Very nice Bayside BNR34!


----------



## Taven888 (Mar 30, 2011)

Still got em i think or ide have to get em made bk up!!


----------



## skylineman34 (Dec 14, 2012)

i want the nismo on my intercooler to. but cant find the stencil like this for it anywhere.


----------



## Taven888 (Mar 30, 2011)

postage over there?


----------



## skylineman34 (Dec 14, 2012)

postage to aus?


----------



## Taven888 (Mar 30, 2011)

Yeah havent a clue wat it wud be.


----------



## skylineman34 (Dec 14, 2012)

if its just a sticker, i cant imagine that it would be too much. it doesnt weigh anything. i've got a few things from the UK off ebay...like other stickers and that sort of thing. postage was about $25 aus. so whatever that translates too.


----------



## Taven888 (Mar 30, 2011)

Update, Nowt ha ha, 

I need some front roter replacements tho, so thats next for now.

Stop tech 355mm.


----------



## DINGER B (Jul 8, 2012)

The 34 is still looking amazing mate. Top work.


----------



## Taven888 (Mar 30, 2011)

Thanks mate!!


----------



## nailsgtr600 (Aug 2, 2007)

have you sorted the engine mate?


----------



## Taven888 (Mar 30, 2011)

No its just sat mate, burns to much oil now.


----------



## Taven888 (Mar 30, 2011)

Somthing to cheer about i have a new battery lol.

Well engine specs and parts priced. Looking forward to taking the engine out and getting started on her.
Putting her back to the spec she should be is the aim. Just debating turbo route, as im going to sell the greddys.


----------



## Taven888 (Mar 30, 2011)

hope neil at greenlight come up with a decent quote for insurance


----------



## Taven888 (Mar 30, 2011)

Discs all sorted waiting for my new pads now, carbon Lorraine!


----------



## ciapek (May 21, 2008)

Very nice GT-R. Any pics updates ?


----------



## Taven888 (Mar 30, 2011)

ive just had fitted new pads all round, and refaced discs. Complete new brake fluid to, Brakes feeling awesome.

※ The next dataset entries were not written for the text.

Issue #681, opened 2015-08-05
RegExp objects in query should not be coerced to string


fabien:
See: https://github.com/strongloop/loopback-datasource-juggler/commit/b8f15987238bda922d3607203f2fdcdead4f250a#commitcomment-12537479

raymondfeng:
I'm fine to treat it as a shortcut to the newly introduced `regexp`, for example:

`{name: /John.*/i}`should be normalized as `{name: {regexp: /John.*/i}}`

PR #691, opened 2015-08-13
Do not coerce RegExp objects to strings

superkhau:
Queries like `{where: {name: /John.*/i}}` should work. Notice there is no
`regexp` operator (ie. `{where: {name: {regexp: /John.*/i}}}`).

Connect to #681

### DIFF
--- a/lib/dao.js
+++ b/lib/dao.js
@@ -1196,8 +1196,11 @@ DataAccessObject._coerce = function (where) {
       }
     } else {
       if (val != null) {
-        if (operator === 'regexp' && val instanceof RegExp) {
-          // do not coerce regex literals/objects
+        if (operator === null && val instanceof RegExp) {
+          // Normalize {name: /A/} to {name: {regexp: /A/}}
+          operator = 'regexp';
+        } else if (operator === 'regexp' && val instanceof RegExp) {
+          // Do not coerce regex literals/objects
         } else if (!((operator === 'like' || operator === 'nlike') && val instanceof RegExp)) {
           val = DataType(val);
         }
--- a/test/memory.test.js
+++ b/test/memory.test.js
@@ -356,6 +356,16 @@ describe('Memory connector', function() {
       });
     });
 
+    it('should work when a regex is provided without the regexp operator',
+        function(done) {
+      User.find({where: {name: /John.*/i}}, function(err, users) {
+        should.not.exist(err);
+        users.length.should.equal(1);
+        users[0].name.should.equal('John Lennon');
+        done();
+      });
+    });
+
     it('should support the regexp operator with regex strings', function(done) {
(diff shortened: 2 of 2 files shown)


superkhau:
@raymondfeng Review please.

lib/dao.js
```diff
@@ -1196,7 +1196,8 @@ DataAccessObject._coerce = function (where) {
       }
     } else {
       if (val != null) {
-        if (operator === 'regexp' && val instanceof RegExp) {
+        if (val instanceof RegExp ||
```
raymondfeng: You should check `(operator === null && val instanceof RegExp)`. If it's true, set the operator to `regexp`. This way, `{name: /A/}` will be normalized as `{name: {regexp: /A/}}` and you don't have to change any code in connectors.

lib/dao.js
```diff
@@ -1196,6 +1196,9 @@ DataAccessObject._coerce = function (where) {
       }
     } else {
       if (val != null) {
+        if (operator === null && val instanceof RegExp)
+          operator = 'regexp';
+
```
superkhau: @raymondfeng Better?

superkhau:
@slnode test please

lib/dao.js
raymondfeng: I prefer the following:

```
if (operator === null && val instanceof RegExp) {
  // Normalize {name: /A/} to {name: {regexp: /A/}}
  operator = 'regexp';
  // do not coerce regex literals/objects
} else if (!((operator === 'like' || operator === 'nlike') && val instanceof RegExp)) {
  val = DataType(val);
}
```

lib/connectors/memory.js
```diff
@@ -457,15 +457,13 @@ function applyFilter(filter) {
...
-      return value.match(example);
-    }
-
-    if (example === undefined) {
+    if (example === undefined)
       return undefined;
-    }
 
     if (typeof example === 'object' && example !== null) {
+      if (example instanceof RegExp)
```
raymondfeng: Please revert the connector change now that you normalize the shortcut to full regexp operator.

lib/dao.js
```diff
@@ -1196,8 +1196,11 @@ DataAccessObject._coerce = function (where) {
...
-        if (operator === 'regexp' && val instanceof RegExp) {
-          // do not coerce regex literals/objects
+        if (operator === null && val instanceof RegExp) {
+          // Normalize {name: /A/} to {name: {regexp: /A/}}
+          operator = 'regexp';
+        } else if (operator === 'regexp' && val instanceof RegExp) {
+          // Do not coerce regex literals/objects
         } else if (!((operator === 'like' || operator === 'nlike') && val instanceof RegExp)) {
           val = DataType(val);
         }
```
superkhau: @raymondfeng LGTY?

raymondfeng:
LGTM

PR #694, opened 2015-08-14
Look in array for value if data is array and query is not

jrschumacher:
Useful when using memory for tests to replicate mongodb

http://docs.mongodb.org/manual/reference/method/db.collection.find/#quer
y-a-field-that-contains-an-array

### DIFF
--- a/lib/connectors/memory.js
+++ b/lib/connectors/memory.js
@@ -513,6 +513,19 @@ function applyFilter(filter) {
         return true;
       }
     }
+
+    // Look in array for value
+    // Useful when using memory for tests when trying to replicate mongodb
+    if (typeof example !== 'object' && typeof value === 'object'
+        && Object.prototype.toString.call( value ) === '[object Array]') {
+      if (value.indexOf(example) === -1) {
+        return false;
+      }
+      else {
+        return true;
+      }
+    }
+
     // not strict equality
     return (example !== null ? example.toString() : example)
       == (value != null ? value.toString() : value);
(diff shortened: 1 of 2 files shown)


slnode:

lib/connectors/memory.js
```diff
@@ -513,6 +513,19 @@ function applyFilter(filter) {
         return true;
       }
     }
+
+    // Look in array for value
+    // Useful when using memory for tests when trying to replicate mongodb
+    if (typeof example !== 'object' && typeof value === 'object'
+        && Object.prototype.toString.call( value ) === '[object Array]') {
```
raymondfeng: You should use `Array.isArray(value)` instead.

test/memory.test.js
```diff
@@ -430,6 +431,17 @@ describe('Memory connector', function() {
       });
     });
 
+    it('should search array for value', function(done) {
+      User.find({where: {favoriteNumbers: 1}}, function(err, users) {
```
raymondfeng: I think we probably should introduce a different operator such as `contains` instead of overloading the default operator (eq).

raymondfeng: BTW, it is not very straightforward to implements `contains` for SQL based connectors as we store the array value as stringified string in a column.

jrschumacher:
@raymondfeng then I think should just nix this patch. It's inconsistent with mongodb to use contains and it's inconsistent with sql to use eq.

Issue #695, opened 2015-08-17
embedsMany relations dont work with mongo ObjectID


mazesoul:
The embedsMany relation doesn't take into account mongo style ids. 

Here are some instances where the code uses `indexOf`and breaks with mongo object based ids:

https://github.com/strongloop/loopback-datasource-juggler/blob/master/lib/relation-definition.js#L2273
https://github.com/strongloop/loopback-datasource-juggler/blob/master/lib/relation-definition.js#L2874
https://github.com/strongloop/loopback-datasource-juggler/blob/master/lib/relation-definition.js#L3014

Some working instances:

https://github.com/strongloop/loopback-datasource-juggler/blob/master/lib/relation-definition.js#L3035

raymondfeng:
Just to make sure: in your case, does the array contain the `equal` but not `same` ObjectID?

mazesoul:
Exactly. The comparison occurs by identity in indexOf (`===`), and doesn't work with two ObjectID that contain the same string: 

```
var ids = [ObjectID('123')];
var id2 = ObjectID('123');

ids.indexOf(id2) !== 1
```

raymondfeng:
We already have a utility to deal with id comparison - https://github.com/strongloop/loopback-datasource-juggler/blob/master/lib/dao.js#L2280. It should be refactored into utils.js and use it for both places.

mazesoul:
I did saw it but the full-blown refactoring seemed a bit above my head.

PR #696, opened 2015-08-17
Fix id comparison by using strings

mazesoul:
Fix issue #695 by using string conversion before `indexOf` usage


slnode:

raymondfeng:
I just refactored the function into utils - https://github.com/strongloop/loopback-datasource-juggler/commit/f5270c39c5f3ba17ca5f15040582786f1a3541f7. Can you rebase your patch?

mazesoul:
I've used idEquals whenever possible. Tests are green. I also added `findIndexOf` in utils that accepts an isEqual predicate.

Spent 4 hour on her before off to japfest.


----------



## Euroexports (Dec 14, 2011)

Has the engine been sorted now mate?


----------



## chuckle2012 (Jun 30, 2012)

great looking 34 mate


----------



## Taven888 (Mar 30, 2011)

Thank you.

No sep/oct, cr made me a set of 2860 -7 with a -5 billet wheel. This bottom end is going to be made for 6 months. I want it super well balenced to.


----------



## przemson (Nov 8, 2011)

Beauty

If you would liek a drawing of your car I do realistic car drawings just with pencils and markers


----------



## Taven888 (Mar 30, 2011)

Now The rebuild commences Just getting all my bits together and the running map done.



My 2 New tubbies 



Block Honed 86.5






New mahle pistons






Going to replace the standard pipes that feed the turbos with water with braided items i think.


----------



## Skeeed3r (Nov 14, 2011)

nice build, love the colour ;-)


----------



## Taven888 (Mar 30, 2011)

Cheers mate


----------



## Fuel Performance (Aug 31, 2010)

Awesome...


----------



## DINGER B (Jul 8, 2012)

Love the build mate.. Top work,keep up the good work. :thumbsup:


----------



## Taven888 (Mar 30, 2011)

Thank you. Just waiting to pull engine out now.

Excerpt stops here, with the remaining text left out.